TRY IT.
Scan each line of the records for the word "instead" and extract the ones that have it.

SUPPLIED INFORMATION.
—————

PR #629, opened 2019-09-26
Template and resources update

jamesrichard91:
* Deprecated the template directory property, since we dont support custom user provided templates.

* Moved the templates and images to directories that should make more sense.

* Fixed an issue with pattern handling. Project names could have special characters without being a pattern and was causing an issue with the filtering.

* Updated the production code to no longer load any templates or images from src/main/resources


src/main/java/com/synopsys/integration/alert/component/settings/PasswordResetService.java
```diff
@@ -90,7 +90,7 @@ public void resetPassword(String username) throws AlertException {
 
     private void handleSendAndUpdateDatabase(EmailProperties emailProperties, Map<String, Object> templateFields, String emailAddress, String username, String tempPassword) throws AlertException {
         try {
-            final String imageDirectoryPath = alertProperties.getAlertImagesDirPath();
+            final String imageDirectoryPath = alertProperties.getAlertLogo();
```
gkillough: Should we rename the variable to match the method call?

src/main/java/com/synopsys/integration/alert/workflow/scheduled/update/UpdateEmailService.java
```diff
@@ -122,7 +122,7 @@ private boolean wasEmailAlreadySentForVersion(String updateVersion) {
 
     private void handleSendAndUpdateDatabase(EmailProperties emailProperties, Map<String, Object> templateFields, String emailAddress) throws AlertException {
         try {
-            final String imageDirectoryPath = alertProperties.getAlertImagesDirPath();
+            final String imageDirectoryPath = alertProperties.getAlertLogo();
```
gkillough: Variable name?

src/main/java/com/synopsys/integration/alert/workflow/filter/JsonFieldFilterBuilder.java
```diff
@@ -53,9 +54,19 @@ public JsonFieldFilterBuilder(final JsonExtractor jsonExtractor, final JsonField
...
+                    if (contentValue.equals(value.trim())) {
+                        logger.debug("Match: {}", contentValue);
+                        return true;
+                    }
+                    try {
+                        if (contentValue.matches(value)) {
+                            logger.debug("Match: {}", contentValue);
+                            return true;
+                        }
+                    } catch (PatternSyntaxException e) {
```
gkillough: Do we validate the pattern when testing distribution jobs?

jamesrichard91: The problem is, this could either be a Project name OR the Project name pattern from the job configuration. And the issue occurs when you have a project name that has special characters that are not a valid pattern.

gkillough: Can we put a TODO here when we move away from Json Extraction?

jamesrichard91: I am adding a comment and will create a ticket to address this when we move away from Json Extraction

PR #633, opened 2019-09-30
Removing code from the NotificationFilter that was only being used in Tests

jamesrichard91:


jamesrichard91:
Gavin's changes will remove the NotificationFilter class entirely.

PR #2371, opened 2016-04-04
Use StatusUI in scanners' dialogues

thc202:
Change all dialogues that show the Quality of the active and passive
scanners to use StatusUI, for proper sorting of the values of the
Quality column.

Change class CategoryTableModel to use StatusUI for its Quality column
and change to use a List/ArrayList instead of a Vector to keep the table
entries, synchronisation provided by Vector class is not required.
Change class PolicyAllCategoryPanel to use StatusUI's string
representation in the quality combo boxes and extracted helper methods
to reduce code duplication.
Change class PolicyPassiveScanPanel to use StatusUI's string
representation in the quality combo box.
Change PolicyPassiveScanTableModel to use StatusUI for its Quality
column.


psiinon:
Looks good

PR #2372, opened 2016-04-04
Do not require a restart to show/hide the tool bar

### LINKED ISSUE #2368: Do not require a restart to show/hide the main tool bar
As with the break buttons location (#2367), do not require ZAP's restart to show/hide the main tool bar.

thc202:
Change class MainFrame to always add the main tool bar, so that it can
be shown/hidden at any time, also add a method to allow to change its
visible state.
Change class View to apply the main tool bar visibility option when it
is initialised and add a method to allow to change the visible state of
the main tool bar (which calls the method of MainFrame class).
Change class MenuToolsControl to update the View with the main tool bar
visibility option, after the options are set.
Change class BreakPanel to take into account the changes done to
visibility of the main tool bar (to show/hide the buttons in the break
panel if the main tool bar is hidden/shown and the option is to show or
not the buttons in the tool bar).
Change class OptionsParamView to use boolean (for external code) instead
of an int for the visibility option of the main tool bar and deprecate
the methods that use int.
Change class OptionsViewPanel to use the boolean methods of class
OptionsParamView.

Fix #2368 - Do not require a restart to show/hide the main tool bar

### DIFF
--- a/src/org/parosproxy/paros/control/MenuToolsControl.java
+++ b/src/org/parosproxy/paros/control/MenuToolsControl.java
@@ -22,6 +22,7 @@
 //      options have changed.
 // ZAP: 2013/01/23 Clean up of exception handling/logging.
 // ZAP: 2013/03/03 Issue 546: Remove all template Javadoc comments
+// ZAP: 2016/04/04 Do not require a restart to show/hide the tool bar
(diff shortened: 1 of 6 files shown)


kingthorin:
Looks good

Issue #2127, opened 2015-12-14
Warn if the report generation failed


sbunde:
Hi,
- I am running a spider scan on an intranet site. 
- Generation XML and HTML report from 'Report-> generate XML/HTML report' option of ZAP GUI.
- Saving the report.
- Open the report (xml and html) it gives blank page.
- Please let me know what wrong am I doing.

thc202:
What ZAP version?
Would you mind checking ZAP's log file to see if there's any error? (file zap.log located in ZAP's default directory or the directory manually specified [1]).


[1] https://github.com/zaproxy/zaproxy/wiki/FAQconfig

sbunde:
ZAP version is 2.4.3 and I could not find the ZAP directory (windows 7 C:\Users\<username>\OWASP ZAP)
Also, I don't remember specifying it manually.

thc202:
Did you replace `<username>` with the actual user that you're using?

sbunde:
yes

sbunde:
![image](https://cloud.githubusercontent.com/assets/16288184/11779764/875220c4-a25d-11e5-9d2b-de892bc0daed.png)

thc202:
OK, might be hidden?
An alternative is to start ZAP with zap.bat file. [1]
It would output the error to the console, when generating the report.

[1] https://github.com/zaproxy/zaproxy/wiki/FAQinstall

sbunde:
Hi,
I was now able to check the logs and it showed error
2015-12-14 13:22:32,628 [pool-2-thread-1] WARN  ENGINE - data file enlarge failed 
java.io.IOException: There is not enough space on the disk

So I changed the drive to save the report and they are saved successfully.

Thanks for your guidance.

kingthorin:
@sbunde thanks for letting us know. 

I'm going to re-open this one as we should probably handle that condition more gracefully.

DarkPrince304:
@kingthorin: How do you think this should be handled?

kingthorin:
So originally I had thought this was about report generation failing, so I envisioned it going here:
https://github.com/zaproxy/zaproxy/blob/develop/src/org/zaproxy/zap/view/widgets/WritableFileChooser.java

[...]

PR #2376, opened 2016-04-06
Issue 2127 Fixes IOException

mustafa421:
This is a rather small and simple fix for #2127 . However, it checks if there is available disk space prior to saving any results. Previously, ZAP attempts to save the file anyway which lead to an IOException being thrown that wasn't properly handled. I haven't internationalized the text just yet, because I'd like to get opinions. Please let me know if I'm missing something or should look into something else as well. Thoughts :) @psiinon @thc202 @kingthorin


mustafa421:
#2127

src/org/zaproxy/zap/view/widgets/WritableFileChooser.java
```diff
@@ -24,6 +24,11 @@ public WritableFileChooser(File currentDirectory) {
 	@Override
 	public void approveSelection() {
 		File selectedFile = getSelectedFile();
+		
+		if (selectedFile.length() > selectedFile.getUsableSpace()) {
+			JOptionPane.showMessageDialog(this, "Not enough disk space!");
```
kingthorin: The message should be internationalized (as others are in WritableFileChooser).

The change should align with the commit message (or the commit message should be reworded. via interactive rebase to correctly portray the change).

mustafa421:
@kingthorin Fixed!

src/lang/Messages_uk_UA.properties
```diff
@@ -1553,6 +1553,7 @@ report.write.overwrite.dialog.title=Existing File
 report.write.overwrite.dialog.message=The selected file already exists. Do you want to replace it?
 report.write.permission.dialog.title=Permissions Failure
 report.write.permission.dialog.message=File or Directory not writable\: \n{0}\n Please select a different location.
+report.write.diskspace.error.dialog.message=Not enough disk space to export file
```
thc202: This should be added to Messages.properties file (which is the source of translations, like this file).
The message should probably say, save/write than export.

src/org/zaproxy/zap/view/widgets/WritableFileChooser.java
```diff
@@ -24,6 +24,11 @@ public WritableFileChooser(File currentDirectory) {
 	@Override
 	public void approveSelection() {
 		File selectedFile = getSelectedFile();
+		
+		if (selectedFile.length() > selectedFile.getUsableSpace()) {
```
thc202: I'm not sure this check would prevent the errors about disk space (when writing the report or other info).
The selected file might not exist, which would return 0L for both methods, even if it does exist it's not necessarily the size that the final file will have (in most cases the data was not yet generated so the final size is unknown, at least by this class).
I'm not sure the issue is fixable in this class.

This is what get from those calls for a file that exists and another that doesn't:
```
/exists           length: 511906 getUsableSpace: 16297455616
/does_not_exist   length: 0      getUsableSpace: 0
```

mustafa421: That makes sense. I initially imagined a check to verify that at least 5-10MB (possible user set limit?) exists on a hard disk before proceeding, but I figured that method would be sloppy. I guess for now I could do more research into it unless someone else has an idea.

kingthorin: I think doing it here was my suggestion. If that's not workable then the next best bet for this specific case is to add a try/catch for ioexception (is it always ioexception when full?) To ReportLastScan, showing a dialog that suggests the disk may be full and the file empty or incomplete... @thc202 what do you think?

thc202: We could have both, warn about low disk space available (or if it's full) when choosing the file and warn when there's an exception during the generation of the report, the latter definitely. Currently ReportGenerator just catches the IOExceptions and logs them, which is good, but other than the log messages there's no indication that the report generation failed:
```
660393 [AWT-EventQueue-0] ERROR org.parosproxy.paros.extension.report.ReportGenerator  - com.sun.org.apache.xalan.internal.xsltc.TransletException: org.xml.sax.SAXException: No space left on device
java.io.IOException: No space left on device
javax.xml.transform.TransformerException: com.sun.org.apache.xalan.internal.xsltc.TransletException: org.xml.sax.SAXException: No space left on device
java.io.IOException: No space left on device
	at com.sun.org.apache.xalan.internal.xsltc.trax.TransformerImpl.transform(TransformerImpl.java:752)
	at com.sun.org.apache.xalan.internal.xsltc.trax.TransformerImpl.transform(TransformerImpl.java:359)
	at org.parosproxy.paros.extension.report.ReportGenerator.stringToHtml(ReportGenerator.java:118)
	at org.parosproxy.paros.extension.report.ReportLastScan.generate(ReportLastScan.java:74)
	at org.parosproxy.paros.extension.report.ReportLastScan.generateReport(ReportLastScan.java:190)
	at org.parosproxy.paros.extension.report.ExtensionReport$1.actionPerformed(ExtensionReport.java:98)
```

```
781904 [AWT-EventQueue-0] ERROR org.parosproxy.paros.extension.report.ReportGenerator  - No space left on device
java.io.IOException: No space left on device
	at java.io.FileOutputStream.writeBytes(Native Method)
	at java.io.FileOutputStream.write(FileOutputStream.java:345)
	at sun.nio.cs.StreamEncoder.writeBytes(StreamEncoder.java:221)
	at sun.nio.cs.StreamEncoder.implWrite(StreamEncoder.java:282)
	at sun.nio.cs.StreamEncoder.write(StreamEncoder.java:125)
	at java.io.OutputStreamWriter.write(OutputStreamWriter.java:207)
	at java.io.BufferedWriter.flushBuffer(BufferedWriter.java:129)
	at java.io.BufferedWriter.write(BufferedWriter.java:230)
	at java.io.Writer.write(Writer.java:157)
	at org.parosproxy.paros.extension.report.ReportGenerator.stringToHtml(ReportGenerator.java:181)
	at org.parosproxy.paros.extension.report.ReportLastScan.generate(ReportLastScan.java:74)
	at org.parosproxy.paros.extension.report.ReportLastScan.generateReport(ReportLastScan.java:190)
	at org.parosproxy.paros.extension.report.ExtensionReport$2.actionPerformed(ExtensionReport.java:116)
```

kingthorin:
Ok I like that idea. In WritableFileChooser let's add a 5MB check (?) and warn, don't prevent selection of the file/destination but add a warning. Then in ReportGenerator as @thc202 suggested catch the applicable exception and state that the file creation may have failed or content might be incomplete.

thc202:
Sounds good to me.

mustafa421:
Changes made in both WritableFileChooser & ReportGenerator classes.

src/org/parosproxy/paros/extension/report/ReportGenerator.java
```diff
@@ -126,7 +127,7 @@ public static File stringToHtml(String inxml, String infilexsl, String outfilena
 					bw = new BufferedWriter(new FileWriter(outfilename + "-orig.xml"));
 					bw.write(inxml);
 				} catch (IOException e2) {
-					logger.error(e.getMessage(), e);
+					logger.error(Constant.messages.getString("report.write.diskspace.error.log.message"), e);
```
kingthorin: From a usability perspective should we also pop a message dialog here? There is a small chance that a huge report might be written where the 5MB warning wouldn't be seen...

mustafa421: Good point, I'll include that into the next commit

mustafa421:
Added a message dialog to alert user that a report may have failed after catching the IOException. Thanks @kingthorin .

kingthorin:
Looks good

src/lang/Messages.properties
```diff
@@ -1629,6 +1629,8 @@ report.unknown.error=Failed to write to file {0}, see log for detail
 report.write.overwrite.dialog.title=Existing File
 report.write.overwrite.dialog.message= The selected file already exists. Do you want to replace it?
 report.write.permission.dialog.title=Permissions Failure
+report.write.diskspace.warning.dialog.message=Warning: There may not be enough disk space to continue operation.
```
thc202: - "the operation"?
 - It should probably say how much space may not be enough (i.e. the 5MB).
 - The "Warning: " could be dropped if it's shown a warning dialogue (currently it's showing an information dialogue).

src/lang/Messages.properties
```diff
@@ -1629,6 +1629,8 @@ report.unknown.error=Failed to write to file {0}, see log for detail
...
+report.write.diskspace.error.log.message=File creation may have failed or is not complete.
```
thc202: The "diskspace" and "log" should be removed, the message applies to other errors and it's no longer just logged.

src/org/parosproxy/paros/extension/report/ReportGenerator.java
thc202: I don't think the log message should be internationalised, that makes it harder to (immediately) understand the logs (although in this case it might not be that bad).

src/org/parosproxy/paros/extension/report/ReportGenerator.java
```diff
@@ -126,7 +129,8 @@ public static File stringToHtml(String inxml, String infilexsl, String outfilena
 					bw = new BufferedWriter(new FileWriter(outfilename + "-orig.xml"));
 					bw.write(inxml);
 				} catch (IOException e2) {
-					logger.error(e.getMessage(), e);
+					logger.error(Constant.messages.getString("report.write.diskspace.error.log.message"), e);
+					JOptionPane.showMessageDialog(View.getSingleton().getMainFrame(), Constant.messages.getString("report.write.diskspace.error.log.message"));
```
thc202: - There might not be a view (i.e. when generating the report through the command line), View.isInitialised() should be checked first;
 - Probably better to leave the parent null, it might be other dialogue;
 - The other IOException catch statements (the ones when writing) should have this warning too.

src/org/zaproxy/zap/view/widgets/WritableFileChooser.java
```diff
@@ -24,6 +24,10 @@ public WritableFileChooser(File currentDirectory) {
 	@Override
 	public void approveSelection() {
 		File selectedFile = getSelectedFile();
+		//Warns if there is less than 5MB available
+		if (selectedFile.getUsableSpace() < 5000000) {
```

—————

WRITTEN SOLUTION.
and change to use a List/ArrayList instead of a Vector to keep the table
Change class OptionsParamView to use boolean (for external code) instead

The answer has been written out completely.